Hi there. I do my very best not to judge other parenting styles and realize that I don't always know all that is going on. I would take this approach with your friend. Try to back off from being judgmental. I did a lot of my disciplining in a quiet way. Many two year olds struggle with behavior and that is part of the age. They do indeed throw fits, scream, do obnoxious things. They test boundaries at that age. Parents are best to lovingly set the boundary but they do keep pushing. I found my kids were notorious for picking the most inopportune times to test me . . . often in front of a friend that I suspected might be judgmental.
If you feel your child is picking up bad habits and you can not stop them with your own parenting style, then perhaps have fewer get togethers with them.
I also have two sons. One actually had some sensory issues that began to surface in the toddler years. We worked so hard on them but they were rough years. I shunned friends that appeared to think somehow their child was better than mine or that they were better parents. I could pick them out a mile away. What I needed was a real friend at the time that would have empathy for me and my child and consider the fact that we were working on it, I'd kind of expect them to cut me some slack that in other areas of my life I wasn't some slacker who always blew off my responsibility so that when it came to parenting, I'd also be working on things. It was a confusing time for me trying to figure out the best approach.
So, don't assume she isn't working on things with her son. She may have considered mistakenly that your house was a safe place to go. Or she may still be trying to understand what is and isn't appropriate behavior because some of what you mention is what a lot of two year olds will try to do and this child may surprise her by doing it in public when he doesn't do it at home. (that was my son). Try to cut someone you call a friend some slack and be an open ear if she needs to talk and encouraging if she does rather than looking down on her and her kid.
I am happy to say that my son, because he received loving care and we worked on his sensory issues is now 10, a straight A student in advanced academic classes, an athlete, has friends, and has never gotten in trouble in school.
We don't have control over our friends and how they parent. We only have control over ourselves. good luck
I just wanted to add that I have a friend who has three kids and parents by screaming at them which is embarrassing when we are out in public. Her kids are ill behaved. I try to look at it like she is really trying her best. Some are more adaptive at parenting than others and naturally know how to handle things. Others are learning. I really stay quiet with her and do my best to not judge. Then as we have conversations, she may mention a hard time she is having with one of her kids. She'll ask my thoughts on things and THEN I try to help her.
As to feeling uncomfortable with her yelling, I do limit the outings we have in public.
So, if the chaos is too much, just limit the play dates and be a friend to her and wait until she talks about things going on with her son. She never will if she suspects you are judging her. Does that make sense?
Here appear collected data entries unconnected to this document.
PR #648, opened 2026-01-09
Implement SHAKE in sha3.c

### LINKED ISSUE #621: Implement SHAKE (built-in, no API)
* Implement SHAKE128 and SHAKE256 through a low-level interface, with both one-shot and multipart support..
* Add unit tests.

This is already done in https://github.com/ARMmbed/mbedtls/pull/1549 but it require a major rebase.

Prerequisites:

* SHA-3 implementation: Mbed-TLS/mbedtls#3751
* [SHA-3 cleanup](https://github.com/Mbed-TLS/TF-PSA-Crypto/issues/542): https://github.com/Mbed-TLS/mbedtls/pull/10548

Foreseen extensions:

* Support SHAKE through the PSA key derivation API.

gilles-peskine-arm:
Implement SHAKE in the SHA3 module. Resolves https://github.com/Mbed-TLS/TF-PSA-Crypto/issues/621

An earlier version of this pull request also implemented the SHAKE128/256 and SHAKE256/512 hash algorithms. We don't need those urgently: they'll be needed for HashML-DSA and for Ed448ph respectively. That part is at https://github.com/gilles-peskine-arm/TF-PSA-Crypto/tree/sha3-shake-builtin-2 (with unresolved problems with some test driver builds) and needs preceding PR: https://github.com/Mbed-TLS/mbedtls-framework/pull/267.

## PR checklist

- [x] **changelog** no (nothing user-visible)
- **tests**  provided


drivers/builtin/src/sha3.c
```diff
@@ -297,12 +298,26 @@ int mbedtls_sha3_starts(mbedtls_sha3_context *ctx, mbedtls_sha3_id id)
             ctx->max_block_size = 576 / 8;
             break;
 #endif
+
+#if defined(MBEDTLS_SHA3_WANT_SHAKE128)
```
bjwtaylor, line 305: Should the SHAKE variants be setting the ctx->olen to 0, to clear it to prevent any prior length being retained?

bjwtaylor (commented):
One quick question, though still need to review in more detail when I get a chance.

drivers/builtin/src/sha3.c
gilles-peskine-arm: Yes, that's a good idea. And that shows we're missing a context reuse test case for SHAKE.

drivers/builtin/src/sha3.c
```diff
@@ -377,7 +399,15 @@ int mbedtls_sha3_finish(mbedtls_sha3_context *ctx,
         }
     }
 
-    ret = 0;
+    /* If there is a fixed output length (SHA3), we only accept a single call
+     * to finish(), and have it clean up the context. If the output length is
+     * variable (SHAKE), leave the context ready for further finish() calls. */
+    if (ctx->olen > 0) {
```
valeriosetti, line 404: Adding the comment here, but it refers to all other occurrences. Why not adding a new field in the `mbedtls_sha3_context` to hold the `mbedtls_sha3_id`? This way it wouldn't rely on the fact that `ctx->olen == 0` (which is also the same we have after `mbedtls_sha3_init`)

drivers/builtin/include/mbedtls/private/crypto_adjust_config_tweak_builtins.h
```diff
@@ -30,11 +30,24 @@
...
     defined(MBEDTLS_PSA_BUILTIN_ALG_SHA3_512)
+#define MBEDTLS_PSA_BUILTIN_ALG_SHA3_SOME_HASH
+#endif
+
+#if defined(MBEDTLS_PSA_BUILTIN_ALG_SHAKE128)
+#define MBEDTLS_SHA3_WANT_SHAKE128
+#endif
+#if defined(MBEDTLS_PSA_BUILTIN_ALG_SHAKE256)
+#define MBEDTLS_SHA3_WANT_SHAKE256
+#endif
```
valeriosetti, line 58: IIUC these `MBEDTSL_SHA3_WANT_SHAKExxx` are sort of temporary and due to the missing `PSA_WANT_` counterpart, right? If so, can't we add a comment above to explain this situation. I know you already added a comment in `crypto_config.h`, but since this is adding a different mechanism compared to what we're used to (`PSA_WANT_xxx` <-> `MBEDTLS_PSA_BUILTIN_xxx) I think it's nice to document this so whoever read this has some clue on what's happening.

valeriosetti (changes requested):

drivers/builtin/src/sha3.c
gilles-peskine-arm: What's wrong with relying on `ctx->olen`? It's set in `mbedtls_sha3_starts`. The code also relies on `ctx->max_block_size` which is set at the same time. (Except on context reuse from SHA3 to SHAKE, as Ben noted, which I'll fix and test.)

drivers/builtin/include/mbedtls/private/crypto_adjust_config_tweak_builtins.h
gilles-peskine-arm: No, the SHA3-specific macros are here to stay. It's not fully apparent why yet: the weird thing is that there are hashes that use SHAKE. (SHAKE128/256 used with HashML-DSA, SHAKE256/512 used with Ed448ph, and more used with HashSLH-DSA.) So consider a build which is solely intended for Ed448ph: it will not enable SHAKE256 in `psa_crypto_xof.c` (but it will enable `SHAKE256_512` in `psa_crypto_hash.c`), but it does need SHAKE256 in `sha3.c`. In this build, `MBEDTLS_PSA_BUILTIN_ALG_SHAKE256` is disabled but `MBEDTLS_SHA3_WANT_SHAKE256` is enabled.

I'll improve the comments here.

drivers/builtin/src/sha3.c
valeriosetti: Using a dedicated field to hold the `sha3_id` clarifies the type of sha3 context you're dealing with. For example adding 
a `mbedtls_sha3_id MBEDTLS_PRIVATE(id);` line to `mbedtls_sha3_context` and creating an internal helper like:
```
int mbedtls_sha3_is_shake(mbedtls_sha3_context *ctx)
{
    return (ctx->id == MBEDTLS_SHA3_SHAKE128) || (ctx->id == MBEDTLS_SHA3_SHAKE256));
}
```
would make the above line:
```
if (mbedtls_sha3_is_shake(ctx)) {
```
But I guess it's a matter of preference.

drivers/builtin/src/sha3.c
gilles-peskine-arm: More precisely, the case where it can go wrong is if there's a non-SHAKE operation **without finish**, then a SHAKE operation. The SHAKE operation will be limited to a single finish() call, which will output exactly the length of the hash from the first operation. We aren't currently testing a context reuse without finish (i.e. init, starts, update, starts, update, finish).

drivers/builtin/src/sha3.c
bjwtaylor, line 327: Should this function check for the presence of ctx->finished to prevent an API misuse of using an update after a finish and produce an error if it is set?

drivers/builtin/src/sha3.c
```diff
@@ -711,6 +743,133 @@ static int mbedtls_sha3_long_kat_test(int verbose,
     return result;
 }
 
+#endif /* defined(MBEDTLS_PSA_BUILTIN_ALG_SHA3_SOME_HASH) */
+
+#if defined(MBEDTLS_SHA3_WANT_SHAKE128)
+static const unsigned char shake128_test_input[2][16] =
```
bjwtaylor, line 748: Do we document anywhere where this test data comes from?

drivers/builtin/src/sha3.c
gilles-peskine-arm: Ideally yes, but this is now a private interface.

It would be good to do that in 3.6 though, since `sha3.h` is public there.

drivers/builtin/src/sha3.c
gilles-peskine-arm: _Should_, yes. _Do_, unfortunately, no. But we don't actually rely on it for correctness (we have the unit tests for that), so I can live with it.

bjwtaylor: Yeah, I was more thinking if anybody has to modify it or wants to use it for other tests it's useful to know where it comes from.

drivers/builtin/src/sha3.c
gilles-peskine-arm: As discussed on Thursday, this is an internal interface since 1.0 so we shouldn't spend much energy on making it robust against misuse. `ctx->olen` is only tracked to protect against misuse in `finished()` when the caller requests a length that is different from the length of the selected hash, and it's not relevant at all to SHAKE, so there's no point in making it more robust. So I don't think anything needs to change here.

(We could actually remove `olen` and let the caller beware. I'd probably do that if I was making this module from scratch, but I think simplifying non-SHAKE-related behavior is out of scope here.)

drivers/builtin/src/sha3.c
gilles-peskine-arm: As discussed on Thursday, this is an internal interface, we don't particularly need to protect against misuse.

drivers/builtin/include/mbedtls/private/crypto_adjust_config_tweak_builtins.h
```diff
@@ -38,6 +38,18 @@
...
 #endif
 
+/* If a SHAKE variant is enabled in psa_crypto_xof.c, tell sha3.c that we
+ * want it.
+ *
+ * Note that the PSA API (following NIST standards) defines hash algorithms
+ * that are SHAKE128 or SHAKE256 with a specific output lengths. From the
+ * perspective of sha3.c, these are just users of SHAKE128/SHAKE256, but
+ * from the perspective of psa_crypto_hash.c and psa_crypto_xof.c,
+ * thy are hashes and not XOF. So, for example, if the SHAKE256/512 hash
```
valeriosetti: I think there's a typo at the beginning of the line: *thEy

valeriosetti (dismissed):
I found only a minor typo in a comment, but the rest LGTM.

bjwtaylor (dismissed):

valeriosetti:
@gilles-peskine-arm there seems to be a conflict on this PR. If you can please fix it then we can re-approve and merge ;)

drivers/builtin/include/mbedtls/private/crypto_adjust_config_tweak_builtins.h
gilles-peskine-arm: I amended the commit.

gilles-peskine-arm:
I rewrote the history to remove the framework update commit, since it isn't needed after all. I also fixed the typo that Valerio pointed out while I was at it. The previous version is at https://github.com/gilles-peskine-arm/TF-PSA-Crypto/tree/sha3-shake-builtin-4

valeriosetti (approved):

bjwtaylor (approved):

Ya it does make sense and brings another outside view. It's just very stressful to me to be around it I think. I'm almost 27 weeks pregnant and that adds on extra hormones on my part. We were actually at another friend house when all this happened yesterday. He does act the same at home with throwing food on the floor and running around screaming. Im sure he does have some sensory issues as he gets frustrated really really easily with toys and then just throws them and screams for an hour or will repeatedly ram it into the wall. But at the same time being outside at the park he will run around screaming out of frustration for no reason. She has told me people look at her wondering what's wrong with him because there is nothing for him to be mad at. I just don't see that disciplining after the fact would do anything at that age. I have a feeling tho that we will just start spreading out our get togethers.
Well, what you describe most likely indicates the boy has more going on. That is stressful for a parent to figure out and in truth, disciplining when a child is in a tantrum is hard to do if it is neurological in nature. my own son had frequent meltdowns and a hard time calming down when he was tiny like that and it took occupational therapy and strategies to help him. Once he was old enough to begin implementing the tools he was given, things were much better but it's a hard time on a mom. Especially if she is unfamiliar with childhood neurological issues or is in a state of disbelief that her child may need some help in that area. But what will happen is that she will enroll him in some type of preschool and the school will begin talking to her about it.
In all honesty, I had friends that made me feel bad for my son's troubles. It hurt deeply because I felt very alone. As I sorted things out, I remember all the friends who stuck by me and am forever grateful and really don't associate with the ones that made me feel bad.
I'm sure you don't make your friend feel bad but it would be kind of you to try to understand that parenting some kids is not a piece of cake. She may need a good friend. And as she opens up to you, you can try to help her.
I get being pregnant and the issue of less patience though and sometimes if it isn't a really close friend, it isn't worth it and then just moving on is best. good luck
Thank you. Ya its only someone I've hung or with for less that a year and honestly only known since then. I'm normally very understanding of other kids and parenting and know that different parents feel differently on discipline and raising their children but this just seems extreme because he can lay on the floor throwing a tantrum and as soon as someone picks him up he is fine.